▸ **Exercise brief**: Find the lines below that contain the string "protected", count them, and give only the number.

▸ **Given information**:

PR #888, opened 2020-03-12
Modify data providers and add customized view aggregation stage

zhangmeng916:
### Issues

(#850 )

### Description
To support customized view aggregation, we need to change the current data providers to add the refresh for customized state and customized view. We also need to have two extra stages that perform computation from customized state to customized view. 

### Tests

[INFO] 
[INFO] Results:
[INFO] 
[INFO] 
[INFO] BUILD SUCCESS

### Commits

### Code Quality

### DIFF
--- a/helix-core/src/main/java/org/apache/helix/controller/dataproviders/BaseControllerDataProvider.java
+++ b/helix-core/src/main/java/org/apache/helix/controller/dataproviders/BaseControllerDataProvider.java
@@ -38,6 +38,7 @@ import org.apache.helix.HelixProperty;
 import org.apache.helix.PropertyKey;
 import org.apache.helix.common.caches.AbstractDataCache;
 import org.apache.helix.common.caches.CurrentStateCache;
+import org.apache.helix.common.caches.CustomizedStateCache;
 import org.apache.helix.common.caches.InstanceMessagesCache;
 import org.apache.helix.common.caches.PropertyCache;
 import org.apache.helix.common.controllers.ControlContextProvider;
@@ -45,6 +46,8 @@ import org.apache.helix.controller.LogUtil;
 import org.apache.helix.model.ClusterConfig;
 import org.apache.helix.model.ClusterConstraints;
 import org.apache.helix.model.CurrentState;
+import org.apache.helix.model.CustomizedState;
+import org.apache.helix.model.CustomizedStateConfig;
 import org.apache.helix.model.IdealState;
 import org.apache.helix.model.InstanceConfig;
 import org.apache.helix.model.LiveInstance;
@@ -96,6 +99,7 @@ public class BaseControllerDataProvider implements ControlContextProvider {
 
   // Special caches
   private CurrentStateCache _currentStateCache;
+  private CustomizedStateCache _customizedStateCache;
   private InstanceMessagesCache _instanceMessagesCache;
 
   // Other miscellaneous caches
@@ -103,6 +107,7 @@ public class BaseControllerDataProvider implements ControlContextProvider {
   private Map<String, Map<String, String>> _idealStateRuleMap;
   private Map<String, Map<String, Set<String>>> _disabledInstanceForPartitionMap = new HashMap<>();
   private Set<String> _disabledInstanceSet = new HashSet<>();
+  private Set<String> _aggregationEnabledTypes = new HashSet<>();
 
   public BaseControllerDataProvider() {
     this(AbstractDataCache.UNKNOWN_CLUSTER, AbstractDataCache.UNKNOWN_PIPELINE);
@@ -217,6 +222,7 @@ public class BaseControllerDataProvider implements ControlContextProvider {
       }
     }, false);
     _currentStateCache = new CurrentStateCache(this);
+    _customizedStateCache = new CustomizedStateCache(this, _aggregationEnabledTypes);
     _instanceMessagesCache = new InstanceMessagesCache(_clusterName);
   }
 
@@ -286,6 +292,27 @@ public class BaseControllerDataProvider implements ControlContextProvider {
     }
   }
 
+  private void refreshCustomizedStateConfig(final HelixDataAccessor accessor,
+      Set<HelixConstants.ChangeType> refreshedType) {
+    if (_propertyDataChangedMap.get(HelixConstants.ChangeType.CUSTOMIZED_STATE_CONFIG)
+        .getAndSet(false)) {
+      CustomizedStateConfig customizedStateConfig =
+          accessor.getProperty(accessor.keyBuilder().customizedStateConfig());
+      if (customizedStateConfig != null) {
+        _aggregationEnabledTypes = new HashSet<>(customizedStateConfig.getRecord().getListFields()
+            .get(CustomizedStateConfig.CustomizedStateProperty.AGGREGATION_ENABLED_TYPES.name()));
+      }
+      LogUtil.logInfo(logger, getClusterEventId(), String
+          .format("Reloaded CustomizedStateConfig for cluster %s, %s pipeline.",
+              _clusterName, getPipelineName()));
+      refreshedType.add(HelixConstants.ChangeType.CUSTOMIZED_STATE_CONFIG);
+    } else {
+      LogUtil.logInfo(logger, getClusterEventId(), String
+          .format("No customized state config change for %s cluster, %s pipeline",
+              _clusterName, getPipelineName()));
+    }
+  }
+
   private void updateMaintenanceInfo(final HelixDataAccessor accessor) {
     _maintenanceSignal = accessor.getProperty(accessor.keyBuilder().maintenance());
     _isMaintenanceModeEnabled = _maintenanceSignal != null;
@@ -323,6 +350,7 @@ public class BaseControllerDataProvider implements ControlContextProvider {
     refreshLiveInstances(accessor, refreshedTypes);
     refreshInstanceConfigs(accessor, refreshedTypes);
     refreshResourceConfig(accessor, refreshedTypes);
+    refreshCustomizedStateConfig(accessor, refreshedTypes);
     _stateModelDefinitionCache.refresh(accessor);
     _clusterConstraintsCache.refresh(accessor);
     updateMaintenanceInfo(accessor);
@@ -333,6 +361,7 @@ public class BaseControllerDataProvider implements ControlContextProvider {
     // Refresh derived data
     _instanceMessagesCache.refresh(accessor, _liveInstanceCache.getPropertyMap());
     _currentStateCache.refresh(accessor, _liveInstanceCache.getPropertyMap());
+    _customizedStateCache.refresh(accessor, _liveInstanceCache.getPropertyMap());
 
     // current state must be refreshed before refreshing relay messages
     // because we need to use current state to validate all relay messages.
@@ -363,6 +392,8 @@ public class BaseControllerDataProvider implements ControlContextProvider {
       LogUtil.logDebug(logger, getClusterEventId(),
           "InstanceConfigs: " + getInstanceConfigMap().keySet());
       LogUtil.logDebug(logger, getClusterEventId(), "ClusterConfigs: " + getClusterConfig());
+      LogUtil.logDebug(logger, getClusterEventId(),
+          "CustomizedStateConfig: " + getCustomizedStateConfig());
     }
   }
 
@@ -372,6 +403,14 @@ public class BaseControllerDataProvider implements ControlContextProvider {
 
   public void setClusterConfig(ClusterConfig clusterConfig) {
     _clusterConfig = clusterConfig;
+  }
+
+  public Set<String> getCustomizedStateConfig() {
+    return _aggregationEnabledTypes;
+  }
+
+  public void setCustomizedStateConfig(Set<String> aggregationEnabledTypes) {
+    _aggregationEnabledTypes = aggregationEnabledTypes;
   }
 
   @Override
@@ -527,6 +566,17 @@ public class BaseControllerDataProvider implements ControlContextProvider {
    */
   public Map<String, CurrentState> getCurrentState(String instanceName, String clientSessionId) {
     return _currentStateCache.getParticipantState(instanceName, clientSessionId);
+  }
+
+  /**
+   * Provides the customized state of the node for a given state type (resource -> customizedState)
+   * @param instanceName
+   * @param customizedStateType
+   * @return
+   */
+  public Map<String, CustomizedState> getCustomizedState(String instanceName,
+      String customizedStateType) {
+    return _customizedStateCache.getParticipantState(instanceName, customizedStateType);
   }
 
   /**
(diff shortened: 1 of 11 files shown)


helix-core/src/main/java/org/apache/helix/controller/dataproviders/ResourceControllerDataProvider.java
```diff
@@ -156,6 +161,23 @@ private void refreshTargetExternalViews(final HelixDataAccessor accessor) {
     }
   }
 
+  public void refreshCustomizedViewMap(final HelixDataAccessor accessor) {
+    // As we are not listening on customized view change, customized view will be
+    // refreshed once during the cache's first refresh() call, or when full refresh is required
+    List<String> stateTypes = accessor.getChildNames(accessor.keyBuilder().customizedViews());
+    if (_propertyDataChangedMap.get(HelixConstants.ChangeType.CUSTOMIZED_VIEW).getAndSet(false)) {
+      for (String stateType: stateTypes) {
+        _customizedViewCacheMap.get(stateType).refresh(accessor);
```
jiajunwang: The map is initialized as en empty map. Do we need to check for NPE here?

helix-core/src/main/java/org/apache/helix/controller/stages/CustomizedStateComputationStage.java
```diff
@@ -0,0 +1,107 @@
...
+
+
+public class CustomizedStateComputationStage extends AbstractBaseStage {
+  private static Logger LOG = LoggerFactory.getLogger(CustomizedStateComputationStage.class);
+
+  @Override
+  public void process(ClusterEvent event) throws Exception {
+    HelixManager helixManager = event.getAttribute(AttributeName.helixmanager.name());
+    Set<String> aggregationEnabledTypes = new HashSet<>();
+    if (helixManager.getHelixDataAccessor().getProperty(
```
jiajunwang: Haven't we refreshed this in the BaseControllerDataProvider, can we just use that result here?

helix-core/src/main/java/org/apache/helix/controller/dataproviders/BaseControllerDataProvider.java
```diff
@@ -217,6 +222,7 @@ public String getObjName(StateModelDefinition obj) {
       }
     }, false);
     _currentStateCache = new CurrentStateCache(this);
+    _customizedStateCache = new CustomizedStateCache(this, _aggregationEnabledTypes);
```
jiajunwang: If you passed "this", I guess you don't need to pass "_aggregationEnabledTypes" in addition. You can always call BaseControllerDataProvider.getCustomizedStateConfig() in the CustomizedStateCache. And that method is safer and cleaner.

helix-core/src/main/java/org/apache/helix/controller/dataproviders/BaseControllerDataProvider.java
```diff
@@ -96,13 +99,15 @@
 
   // Special caches
   private CurrentStateCache _currentStateCache;
+  private CustomizedStateCache _customizedStateCache;
```
jiajunwang: I think if we add it here, it will be done by the Task pipeline as well. Is it necessary?

helix-core/src/main/java/org/apache/helix/controller/stages/CustomizedViewAggregationStage.java
```diff
@@ -0,0 +1,171 @@
...
+    cache.removeCustomizedViewTypes(customizedViewTypesToRemove);
+
+    // update customized view
+    for (String stateType : customizedStateOutput.getAllStateTypes()) {
+      Map<String, CustomizedView> curCustomizedViews = new HashMap<>();
+      CustomizedViewCache customizedViewCache = customizedViewCacheMap.get(stateType);
+      if (customizedViewCache != null) {
+        curCustomizedViews = customizedViewCache.getCustomizedViewMap();
+      } else {
+        customizedViewCache = new CustomizedViewCache(event.getClusterName(), stateType);
```
jiajunwang: This logic confused me. Are we setting curCustomizedViews or customizedViewCache? Or both?
Could you please split these 2 parts?

helix-core/src/main/java/org/apache/helix/controller/stages/CustomizedViewAggregationStage.java
```diff
@@ -0,0 +1,171 @@
...
+      }
+
+      for (Resource resource : resourceMap.values()) {
+        try {
+          computeCustomizedStateView(resource, stateType, customizedStateOutput, curCustomizedViews,
+              newCustomizedViews);
+          // Keep MBeans for existing resources and unregister MBeans for dropped resources
+          if (clusterStatusMonitor != null) {
+            clusterStatusMonitor.retainResourceMonitor(monitoringResources);
```
jiajunwang: I think this has been done in the external view stage. There is no need to do it twice.

helix-core/src/main/java/org/apache/helix/controller/stages/CustomizedViewAggregationStage.java
```diff
@@ -0,0 +1,171 @@
...
+          List<PropertyKey> keys = new ArrayList<>();
+          for (Iterator<CustomizedView> it = newCustomizedViews.iterator(); it.hasNext(); ) {
+            CustomizedView view = it.next();
+            String resourceName = view.getResourceName();
+            keys.add(keyBuilder.customizedView(stateType, resourceName));
+          }
+          // add/update customized-views
+          if (newCustomizedViews.size() > 0) {
+            dataAccessor.setChildren(keys, newCustomizedViews);
+            customizedViewCache.refresh(dataAccessor);
```
jiajunwang: Shall we just pass the in-memory content to the cache instead of requiring it to read from ZK again?

helix-core/src/main/java/org/apache/helix/controller/stages/CustomizedViewAggregationStage.java
zhangmeng916: The logic here is that if customizedViewCache is not null, we will get the mapping (resource -> customizedView) from the cache, and use that in the later computation stage. However, if the customizedViewCache is null, meaning the stateType does not exist in the customizedViewCache list, we will initialize a new customizedViewCache for it.

helix-core/src/main/java/org/apache/helix/controller/stages/CustomizedViewAggregationStage.java
zhangmeng916: I tried to use in-memory content, and that does require a couple of set functions in CustomizedViewCache. I feel it's not clean. Please let me know if you think it's worth.

zhangmeng916: I've confirmed that routing table would not read from the customized view cache output from this stage, so we are safe to remove the refresh of cache

helix-core/src/main/java/org/apache/helix/controller/dataproviders/ResourceControllerDataProvider.java
```diff
@@ -123,8 +136,11 @@ public synchronized void refresh(HelixDataAccessor accessor) {
     }
 
     // Refresh resource controller specific property caches
+    refreshCustomizedStateConfig(accessor);
+    _customizedStateCache.refresh(accessor, _liveInstanceCache.getPropertyMap());
     refreshExternalViews(accessor);
```
jiajunwang: Maybe we shall consider moving these 3 calculations to the update stages in the async thread. But let's leave it here for now. We will revisit anyway.

helix-core/src/main/java/org/apache/helix/controller/stages/CustomizedStateComputationStage.java
```diff
@@ -0,0 +1,92 @@
...
+
+public class CustomizedStateComputationStage extends AbstractBaseStage {
+  private static Logger LOG = LoggerFactory.getLogger(CustomizedStateComputationStage.class);
+
+  @Override
+  public void process(ClusterEvent event) throws Exception {
+    _eventId = event.getEventId();
+    ResourceControllerDataProvider cache =
+        event.getAttribute(AttributeName.ControllerDataProvider.name());
+    final Map<String, Resource> resourceMap = event.getAttribute(AttributeName.RESOURCES.name());
```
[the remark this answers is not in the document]
zhangmeng916: I followed CurrentStateComputationStage convention here. What is exactly the difference for them?

helix-core/src/main/java/org/apache/helix/controller/dataproviders/ResourceControllerDataProvider.java
zhangmeng916: ok, will discuss in the controller PR.

helix-core/src/main/java/org/apache/helix/controller/stages/CustomizedStateComputationStage.java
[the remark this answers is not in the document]
jiajunwang: The RESOURCES_TO_REBALANCE is a set of valid resources that we filtered. I think it would be a better input.

helix-core/src/main/java/org/apache/helix/controller/dataproviders/ResourceControllerDataProvider.java
```diff
@@ -139,6 +155,27 @@ protected void dumpDebugInfo() {
     }
   }
 
+  private void refreshCustomizedStateConfig(final HelixDataAccessor accessor) {
+    if (_propertyDataChangedMap.get(HelixConstants.ChangeType.CUSTOMIZED_STATE_CONFIG)
+        .getAndSet(false)) {
+      CustomizedStateConfig customizedStateConfig =
+          accessor.getProperty(accessor.keyBuilder().customizedStateConfig());
+      if (customizedStateConfig != null) {
+        _aggregationEnabledTypes =
```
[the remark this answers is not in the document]
jiajunwang: In that case, should be good. I thought it was just for protecting the input.

helix-core/src/main/java/org/apache/helix/controller/dataproviders/BaseControllerDataProvider.java
```diff
@@ -89,7 +89,7 @@
   // Property caches
   private final PropertyCache<ResourceConfig> _resourceConfigCache;
   private final PropertyCache<InstanceConfig> _instanceConfigCache;
-  private final PropertyCache<LiveInstance> _liveInstanceCache;
+  protected final PropertyCache<LiveInstance> _liveInstanceCache;
```
jiajunwang: nit, safer to add a protected readonly method for getting the list instead of returning the list. Otherwise, the children may modify this list.

helix-core/src/main/java/org/apache/helix/controller/dataproviders/ResourceControllerDataProvider.java
```diff
@@ -139,6 +155,28 @@ protected void dumpDebugInfo() {
...
+            new HashSet<>(customizedStateConfig.getAggregationEnabledTypes());
+      } else {
+        _aggregationEnabledTypes.clear();
+      }
+      _customizedStateCache.setAggregationEnabledTypes(_aggregationEnabledTypes);
```
jiajunwang: Can we explicitly call this outside the refreshCustomizedStateConfig and just before _customizedStateCache.refresh()? Since _customizedStateCache.setAggregationEnabledTypes and refresh must be ordered, putting them together is easier for us to understand and maintain.

helix-core/src/test/java/org/apache/helix/controller/stages/TestCustomizedViewStage.java
```diff
@@ -0,0 +1,106 @@
...
+    Assert.assertEquals(cache.getCustomizedViewCacheMap().values(),
+        accessor.getChildValues(accessor.keyBuilder().customizedViews()));
+
+    // Assure there is no customized view got updated when running the stage again
+    List<CustomizedView> oldCustomizedViews =
+        accessor.getChildValues(accessor.keyBuilder().customizedViews());
+    runStage(event, customizedViewComputeStage);
+    List<CustomizedView> newCustomizedViews =
+        accessor.getChildValues(accessor.keyBuilder().customizedViews());
+    Assert.assertEquals(oldCustomizedViews, newCustomizedViews);
```
pkuwm: More accurate to convert the 2 lists to sets for assertion? If the ordering is different, this assert would fail.

zhangmeng916:
Final commit message:
Add two stages for customized state view aggregation. 

1. One stage is the computation stage for customized state. It takes the Zookeeper data of customized states and converts them to the formatted output used by the other stage. 
2. The other stage is customized view aggregation stage. It will take the output from the customized state computation stage, and output the customized view to Zookeeper.
3. The two stages together compute the customized view from the customized states. 
4. Unit tests are added to verify the correctness of the two stages.

helix-core/src/test/java/org/apache/helix/controller/stages/TestCustomizedViewStage.java
zhangmeng916: I thought the children were retrieved in a certain order, but by looking at the code, seems actually it's random based on the order whichever child is gotten back first. Is it right?

pkuwm: Ordering is not guaranteed. In ZK's Znode implementation, it is using a set to store children. And it is converted to a list when returning to the client. So the ordering could be random.
If you are just checking if they have the same element without ordering, I would suggest using Sets so ordering is ignored. Only if you also want to check the ordering, a list is more appropriate.

helix-core/src/test/java/org/apache/helix/controller/stages/TestCustomizedViewStage.java
```diff
@@ -0,0 +1,106 @@
...
+
+    CustomizedViewAggregationStage customizedViewComputeStage =
+        new CustomizedViewAggregationStage();
+    Pipeline dataRefresh = new Pipeline();
+    dataRefresh.addStage(new ReadClusterDataStage());
+    runPipeline(event, dataRefresh);
+    runStage(event, new ResourceComputationStage());
+    runStage(event, new CustomizedStateComputationStage());
+    runStage(event, customizedViewComputeStage);
+    Assert.assertEquals(cache.getCustomizedViewCacheMap().values(),
```
pkuwm: And also here. Collection vs List. Would be better to make them 2 sets.

helix-core/src/test/java/org/apache/helix/controller/stages/TestCustomizedViewStage.java
zhangmeng916: Actually I found in TestExternalVeiwStage the following code.
Assert.assertEquals(oldExternalViews, newExternalViews);
    for (int i = 0; i < oldExternalViews.size(); i++) {
      Assert.assertEquals(oldExternalViews.get(i).getStat().getVersion(),
          newExternalViews.get(i).getStat().getVersion());
    }

I believe this test doesn't fail. I think my test is using the same logic. Since I would also like to examine each item based on index, like the above code, let's keep it as list for now.  If we encounter any test failure, let's revisit it.

helix-core/src/test/java/org/apache/helix/controller/stages/TestCustomizedViewStage.java
zhangmeng916: Please see the comments above.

▸ **Your solution**: 4